Apparently they're rolling out an upgrade -- and there's some fairly reliable sources saying Amazon web services is down in at least one region.  I've been able to access/buy books from my phone app, but there are no buy buttons on the main website page.  I've checked using multiple browsers and different accounts.  

But I did get my newspaper delivered promptly to my kindle this morning and I can still download my content. I also got an email confirmation of expected delivery of a physical item that should come next week.


----------



## The Hooded Claw (Oct 12, 2009)

Alexa can't understand anything I'm saying, either.  We are having some rain here and I wondered if the whole Internet was down.


----------



## Atunah (Nov 20, 2008)

Alexa is just giving me the red, humming ring of doom. 

I guess I'll have to wait until later to buy more books? Items? Hardship that one.


----------



## The Hooded Claw (Oct 12, 2009)

If anyone was panicked, my Echo is working again...call off the Red Alert!


----------



## Sandpiper (Oct 28, 2008)

Same here with Alexa.  This morning . . . oooooh, not another tech problem?!  All is well now.


----------



## Atunah (Nov 20, 2008)

Yep, she's back to her moody self and pretending that she doesn't understand me anymore.

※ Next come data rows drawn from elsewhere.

PR #511, opened 2026-08-02
perf(chat): memo row components and virtualize earlier

sonnemusk:
## Summary
Reduce multi-turn chat DOM/render cost on Intel Retina:

- **Memo** hot lobe-chat rows: ChatItem, Thinking, Timeline*, TurnActivity, EndOfTurn, BackBottom
- **Virtualize earlier**: threshold 48 → 16 rows
- **Stream overscan scale**: ~0.55–0.75 while streaming (fewer mounted siblings)

Uses `chatVirtualPolicy.ts` (not `streamRenderPolicy`) to avoid clashing with #508.

## Test plan
- [ ] Multi-turn agent chat with many tool steps still scrolls / pins correctly
- [ ] Streaming tail updates without re-rendering all history rows (React profiler optional)
- [ ] `pnpm typecheck` / virtual list unit tests

Independent of #505 stream isolation.


RongleCat:
Closing as largely landed via #505. CHAT_VIRTUALIZE_THRESHOLD_PERF=16 and resolveStreamOverscanScale already on main; lobe-chat rows are memoized. Rename to chatVirtualPolicy not worth conflict surface. Thanks @sonnemusk!

PR #513, opened 2026-08-02
perf(ui): stream-perf mode cuts wallpaper and backdrop thrash

sonnemusk:
## Summary
While a turn is streaming / busy, set `data-stream-perf=1` on `<html>`:

- Dim / hide wallpaper video decode
- Disable backdrop-filter on glass / sidebar / floating composer
- Throttle stick-to-bottom ResizeObserver (~100ms)

Targets Intel integrated-GPU Retina composite thrash during multi-turn streams.

## Test plan
- [ ] Start a streaming turn — wallpaper dim, blur off; after turn ends, restore
- [ ] Pin-to-bottom still works while streaming
- [ ] `pnpm typecheck`

Independent of #505.


RongleCat:
Integrated onto main (maintainer cherry-pick / conflict resolve after #505). Thanks @sonnemusk!

PR #509, opened 2026-08-02
perf(sidebar): memo session row + isolate relative time

sonnemusk:
## Summary
Isolate sidebar session rows so App re-renders (stream / chrome) do not rebuild every row tree when props are unchanged.

- **SidebarSessionRow** — memoized row for project + orphan VirtualLists
- **SidebarSessionRelativeTime** — 60s tick via `relativeTimeTickStore` (no App-wide `setState` every minute)
- **CSS** — `content-visibility` / `contain` on `.tree-l3`

## Test plan
- [ ] Sidebar sessions list: open, pin, archive, context menu still work
- [ ] Busy spinner still shows on working sessions
- [ ] Relative time labels refresh without janking the whole app
- [ ] `pnpm exec tsc --noEmit`
- [ ] Vitest: `relativeTimeTickStore` + `SidebarSessionRow` tests

Independent of #505 stream isolation PR.

PR #514, opened 2026-08-02
perf(chat): island ConversationThread rows and relative time

sonnemusk:
## Summary
Split ConversationThread so stream / time ticks don't rebuild the whole transcript tree:

- **TranscriptMessageRow** — memoized per-row island with custom equality
- **ChatMessageTime** — relative labels subscribe to a shared 60s tick store (no parent `setState`)
- **ConversationStickyTail** — live tool + quiet thinking under the list
- Thread file shrinks ~1940 → ~988 lines of orchestration

## Test plan
- [ ] Multi-turn chat: streaming updates, find, regenerate, edit last user still work
- [ ] Relative timestamps refresh without janking scroll
- [ ] `pnpm typecheck` / new unit tests

Independent of #505; shares `relativeTimeTickStore` idea with #509 (comment-only diff if both land).

### DIFF
--- a/src/components/lobe-chat/ChatMessageTime.test.tsx
+++ b/src/components/lobe-chat/ChatMessageTime.test.tsx
@@ -1,0 +1,53 @@
+import { describe, expect, it } from "vitest";
+import React from "react";
+import { renderToString } from "react-dom/server";
+import { ChatMessageTime } from "./ChatMessageTime";
+
+describe("ChatMessageTime", () => {
+  const createdAt = "2026-01-15T12:00:00.000Z";
+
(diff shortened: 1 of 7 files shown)


RongleCat:
Closing as **largely landed** via #505 (inline `TranscriptMessageRow` islands in ConversationThread) + #509 (`relativeTimeTickStore`).

Extracting the row into a separate file / ConversationStickyTail would still be a nice structural follow-up against current main, but replaying this PR on post-#505 ConversationThread is high-conflict for limited net gain.

Thanks @sonnemusk — open a slim extract PR if you want the file split without re-landing isolation.

PR #534, opened 2026-08-07
feat(providers): DeepSeek balance probe in settings and sidebar

falser101:
## Summary

- Add Host `providers_balance` for DeepSeek only: `GET https://api.deepseek.com/user/balance` with Bearer API key (amounts kept as strings; `/v1` stripped from stored base).
- Settings → Account → Custom providers: **Check balance** card with availability + total / granted / topped-up lines.
- When DeepSeek is the active custom route: sidebar footer shows `110.00 CNY` style one-liner; UserMenu shows detail + refresh (5-minute session TTL, no invented zeros).
- Extensible adapter shape for future Coding Plan / other provider probes; docs + CHANGELOG + unit tests (Rust + Vitest).

## Test plan

- [x] `cargo test --manifest-path src-tauri/Cargo.toml deepseek_balance`
- [x] `pnpm exec vitest run src/lib/providerBalanceHonesty.test.ts src/lib/providerBalanceFormat.test.ts`
- [x] `pnpm exec tsc --noEmit`
- [ ] Activate DeepSeek custom provider with a real key → sidebar footer shows balance line
- [ ] Open UserMenu → detail + Refresh updates balance
- [ ] Settings → Check balance shows full `balance_infos` rows
- [ ] Amux / Yun / OpenCode Go / 火山方舟: no balance button / no footer line
- [ ] Bad key: soft-fail auth copy, never shows fake `0.00`


falser101:
图片
图片

PR #535, opened 2026-08-07
fix(media): copy image via native OS clipboard on desktop

enderzcx:
## Summary

- Chat / attachment / lightbox **Copy image** now prefers Host `clipboard_write_image` (arboard) on Tauri, so the image lands on the real OS clipboard.
- WebView `navigator.clipboard.write(ClipboardItem image/png)` often fails silently on macOS WKWebView — paste into Feishu and other apps gets nothing.
- Falls back to the browser clipboard API when not on desktop or if the native path throws.

## Why

Session export already used `api.clipboardWriteImage` for this reason; image cards still went through `copyImageFromSrc` → WebView only.

## Test plan

- [ ] Open a chat with an agent image (e.g. relative `images/*.png` / project preview PNG)
- [ ] Right-click → **Copy image**
- [ ] Paste into Feishu / Preview / Notes — image should appear
- [ ] Attachment card copy image still works
- [ ] Lightbox right-click copy still works

### DIFF
--- a/CHANGELOG.md
+++ b/CHANGELOG.md
@@ -18,12 +18,14 @@ See `docs/llm-wiki/release.md`.
 - **DeepSeek 余额查询**：Host `providers_balance` 请求官方 `/user/balance`；设置页可查完整明细，激活 DeepSeek 时侧栏左下角与个人菜单显示 `110.00 CNY` 一行（会话内 5 分钟缓存，失败不编造 0）。
 
 ### Fixed
+- **Copy image to OS clipboard (Tauri)**: Chat / attachment / lightbox “Copy image” now uses Host `clipboard_write_image` (arboard) instead of WebView `ClipboardItem`, so paste works in Feishu and other apps. Falls back to the browser clipboard API when not on desktop.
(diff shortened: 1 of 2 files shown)


RongleCat (approved):
## Review

**Verdict: Approve + squash-merge**

WebView `ClipboardItem` image write is unreliable on macOS WKWebView (silent fail → Feishu/other apps get nothing). Prefer existing Host `clipboard_write_image` (arboard), same path session export already uses, with browser fallback.

**Checks**
- [x] Reuses existing `clipboardWriteImage` / `isTauri` from `@/lib/api` (`export *` extensions)
- [x] Minimal scope (`copyImage.ts` + CHANGELOG only)
- [x] MERGEABLE vs main
- [x] No secrets / no UI chrome issues

Thanks @enderzcx.

enderzcx:
## CUA verification (local desktop)

Reproduced the bug with cua-driver on the installed app: right-click **复制图片** left the clipboard as plain text only (Feishu paste empty).

Follow-up commit strengthens the path:

1. Host `clipboard_write_image_path` (disk → arboard), re-grants path on user-initiated copy
2. Extract abs path from loopback media URLs (`/v1/media?p=…`)
3. Fallback: paint the loaded `` to PNG then Host write
4. Last resort: base64 / browser ClipboardItem

**Retest:** after rebuild/relaunch, same CUA flow → clipboard reports `PNGf` / TIFF and `pngpaste`-style save wrote a 62KB PNG. Ready for human check in Feishu.

PR #547, opened 2026-08-11
fix(tool-timeline): capture ACP output, fix tool identity, free plan mode

shiaho777:
## What

Three coupled defects, verified against real session journals before fixing.

### 1. Tool output was never captured → tools couldn’t expand
`extract_tool_ui_fields` only read `rawInput` (command/query/description), so `detail` was the **call argument echoed back** — never the result. `read_file` / `grep` / `list_dir` produced no expandable body (`hasBody=false` → row rendered as a `<span>`, not a clickable `<button>`).

- New `extract_tool_output` reads ACP `content[]` (text items + diff headers).
- Emit on `session://tool`; persist behind a sentinel so the legacy `tool_step|` body parses byte-identically (old journals unaffected).
- New shared `ToolExpandBody` renders a terminal-transcript block (`$ cmd` above a boxed, internally-scrolling output), used by both `TimelineToolRow` and `GrokActivityStepRow`.

### 2. Machine tool name was unreachable → bare `tool` label
The `_meta` key is literally `"x.ai/tool"`; JSON Pointer requires the inner slash escaped as `~1` (RFC 6901). `/_meta/x.ai/tool/name` never resolved, so on sparse terminal updates the journal collapsed to `tool_step|failed|tool|tool`.

- New `tool_meta()` / `tool_meta_str()` helpers use the escaped pointer.
- Fixed both call sites (`session_manager/types` + `acp_client` permission).

### 3. Plan mode could not be cancelled
`mode: "plan"` was persisted into global settings **and** project defaults, so every new session inherited it; `PlanStatusBar` rendered no exit control for `kind==="plan_mode"`.

- Plan mode is transient/per-session: `sticky_mode` drops it at every global/project persistence site; `non_plan_mode` heals the value already on disk.
- The idle plan chip now has a close button (`exitPlanMode`) that flips back to agent.

## Verification
- `updates.jsonl` (146 real tool events): `toolName` appears 0 times, `kind` only 44 — the broken pointer was the sole identity source on sparse payloads.
- Reproduced the bare-`tool` rows in `sessions/96521dc7…/messages.json` (`tool_step|failed|tool|tool`).

## Tests
+5 Rust (pointer escape, enrich recovery, output extraction, plan-mode healing/stickiness), +5 TS (output expand body, read-file expandability, long-output elision, sentinel parser, output threading + survives sparse tick).

Base of a stack of 3. Merge order: **#547 → #548 → #549**.

### DIFF
--- a/src-tauri/src/acp_client.rs
+++ b/src-tauri/src/acp_client.rs
@@ -3440,7 +3440,8 @@ pub fn decode_permission_request(rpc_id: u64, params: &Value) -> AcpEvent {
     // Kind alone breaks tool-scoped session fallbacks (#542 shell →
     // allow-always-command).
     let tool_name = tool_call
-        .pointer("/_meta/x.ai/tool/name")
+        // `_meta` key is literally "x.ai/tool" — JSON Pointer needs `~1` (RFC 6901).
+        .pointer("/_meta/x.ai~1tool/name")
         .or_else(|| tool_call.pointer("/_meta/tool/name"))
         .or_else(|| tool_call.get("name"))
         .and_then(|v| v.as_str())
--- a/src-tauri/src/cli_sessions.rs
+++ b/src-tauri/src/cli_sessions.rs
@@ -16,7 +16,9 @@ use serde_json::Value;
 use uuid::Uuid;
 
 use crate::paths::resolve_agent_grok_home;
-use crate::session_manager::{extract_tool_input, tool_journal_richer};
+use crate::session_manager::{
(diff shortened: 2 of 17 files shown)


shiaho777:
image

shiaho777:
image

shiaho777:
0.2.14使用计划模式后新建会话会持久存留
image
修复该问题

RongleCat:
Merged to `main` (`02411e17`). Thanks @shiaho777 — solid root-cause work on tool output capture, `x.ai/tool` pointer escape, and plan-mode stickiness.

PR #548, opened 2026-08-11
feat(activity): group mixed read+search bursts into one expandable row

shiaho777:
## What

The phase rail only collapsed **pure-search** runs into “Ran N searches”. A mixed read+search burst rendered as N flat rows. This folds them into one expandable **“Explored · N searches, M files”** header.

- New `GrokActivityStep` variant `explore-group` with `searches`/`reads` counts and child steps.
- Detection runs before the browse/search leaf handlers: a maximal run of read/search context tools (browse excluded — it keeps its “Browsed …” row) of length ≥ 2, **unless** the run is pure-search (existing `search-group` path wins).
- Children built via an internal `grouping=false` recursion so leaves never re-trigger grouping (no infinite loop).
- `TimelinePhaseBlock` renders the group expandable; expanded body nests a `GrokActivitySteps` list — each child keeps its own output expand from #547.
- i18n: `chat.explored` / `exploreSearches` / `exploreFiles` (+singular) for en / zh / zh-TW.

## Tests
+4 explore-group (mixed fold, pure-search excluded, edit breaks run, browse breaks run); updated 1 pre-existing test whose flat 4-row assertion became an explore-group + 2 leaves.

## Stack
Depends on #547 (imports `ToolExpandBody` and the new `toolExpandBody` shape). Contains #547’s commit until it merges. Merge order: **#547 → this → #549**.


shiaho777:
image

RongleCat:
Merged to `main` with the stack (`02411e17`). Thanks @shiaho777 — explore-group for mixed read+search bursts looks good; i18n en/zh/zh-TW covered.

PR #12, opened 2018-01-30
Add AzureMachineClass[List] to Scheme

rfranzke:
After integrating Azure the new structs have not been added to the scheme. The node-controller-manager cannot report events on those objects.


rfranzke:
I've updated the document in the GCP support PR (#13).

hardikdr:
Great, Thanks.

PR #13, opened 2018-01-30
Enabling support for GCP

rfranzke:
These commits enable support of GCP.


Gopkg.toml
```diff
@@ -45,3 +45,12 @@
 [[constraint]]
   branch = "release-1.8"
   name = "k8s.io/kubernetes"
+
+[[constraint]]
```
msohn: the new dependencies should be reflected in NOTICE.md

I think @hoeltcl should review changes to dependencies to ensure we don't add dependencies which come with a license we don't want and we cannot consume according to internal standards. We should agree on a process here and document it in https://github.com/gardener/documentation/blob/master/CONTRIBUTING.md

rfranzke: I've added the new Google Go SDK description to the `NOTICE.md` file.
The update of other dependency is respecting the constraints in the `Gopkg.toml` file, thus that should be fine.
I don't think somebody should manually review each PR regarding new dependencies/dependencies with disallowed licenses/... We should rather invest into some automation which does these things automatically. Already now with only a few number of projects the double maintenance of `Gopkg.toml` and `NOTICE.md` is very tedious...

msohn: yes, that's a good idea. I'll also discuss this with @hoeltcl

pkg/driver/driver_gcp.go
```diff
@@ -0,0 +1,242 @@
...
+	oauthClient := oauth2.NewClient(ctx, jwt.TokenSource(ctx))
+	computeService, err := compute.New(oauthClient)
+	if err != nil {
+		return nil, nil, err
+	}
+
+	return ctx, computeService, nil
+}
+
+func waitUntilOperationCompleted(computeService *compute.Service, project, zone, operationName string) error {
```
prashanth26: Do we need this? Our controller is okay with a non-blocking (async) create call to the cloudProvider. The confirmation of create happens when the node object registers with the cluster.

rfranzke: Not sure, so you don't receive an answer from GCP Go SDK regarding success of your request, but only an operation id which you can use to continuously ask for the state of it.
For example, while testing I did not enter a valid service account email. I did not receive an error here: https://github.com/gardener/node-controller-manager/pull/13/files/389e77556ff495c7efa4a9dec0b647ca853e8f4c..321f9396a3083ea602fb4789b42950c9a73d51d1#diff-af75cdff1c0efd51940289aeedf2ef4eR135
Thus, in the end I did not know whether an instance is getting created or not (without asking for the state of operation).
Same applies to deletion, without asking the operation for its state the driver would never know whether a instance has been successfully terminated or not. When it reports success but the VM still exist, we end up with tons of orphans.

pkg/controller/machine.go
```diff
@@ -110,9 +109,7 @@ func (c *controller) reconcileClusterMachine(machine *v1alpha1.Machine) error {
 		return err
 	}
 
-	splitProviderId := strings.Split(machine.Spec.ProviderID, "/")
-	machineID := splitProviderId[len(splitProviderId)-1]
-	driver := driver.NewDriver(machineID, secretRef, machine.Spec.Class.Kind, MachineClass, machine.Name)
+	driver := driver.NewDriver(machine.Spec.ProviderID, secretRef, machine.Spec.Class.Kind, MachineClass, machine.Name)
```
hardikdr: Thanks for this catch.

pkg/driver/driver_gcp.go
hardikdr: Update: We discussed regarding this over the call. 
We found that, different cloud-provider sdks manages the call analogues to createMachine differently. For example AWS-sdk immediately responds with error, if configuration provided to the call is buggy, on the other hand gcp does not throw any error immediately. gcp-sdk rather expects the user to check the status field of output object, after createMachine call.

We concluded that, we will keep the implementation different based on cloud-provider, considering the fact that this difference would be baked inside the driver-specific code, which is acceptable.

hardikdr:
@rfranzke Can you please resolve the conflicts with master branch, so that we can then merge it.

PR #16, opened 2018-02-05
AWS VMs "Name" tag defaults to machine object name

### LINKED ISSUE #10: VM name should match to machine name
When creating a `MachineDeployment` with name `x`, the machine-controller-manager would create a `MachineSet` and out of that `Machine`s. These `Machine` objects have names `x-<hash>`. However, the names of the VMs in AWS are only `x`.

It would be nice if the VMs would have the same name like the `Machine` objects so that one could easily see which VM belongs to which object.

rfranzke:
- In the `AWSMachineClass` object it is possible to define tags which are applied to the VM.
- If no tag with key `Name` has been defined in the class, the AWS driver will default it to the name of the machine object it acts on.
- Otherwise, the value provided in the class is taken.

closes #10

### DIFF
--- a/pkg/driver/driver_aws.go
+++ b/pkg/driver/driver_aws.go
@@ -99,6 +99,11 @@ func (d *AWSDriver) Create() (string, string, error) {
 
 	// Add tags to the created machine
 	tagList := []*ec2.Tag{}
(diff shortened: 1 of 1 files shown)


prashanth26:
AWS VM name tag defaults to machine object name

Selective hearing.


----------



## readingril (Oct 29, 2010)

She definitely had selective hearing for me before I went to work... didn't realize it was because her brainz were down!


----------



## Ann in Arlington (Oct 27, 2008)

So . . . when I first became aware of the issue on Sunday morning,  I decided to send Amazon an email alerting them to the issue on the off chance they didn't already know.

Well, I got a response!

Basically they said, "Yeah, thanks, there's a glitch in the system and we're working on it.  Meanwhile, sorry for your trouble and we've applied a $5 promotional credit to your account."

So super customer service!


----------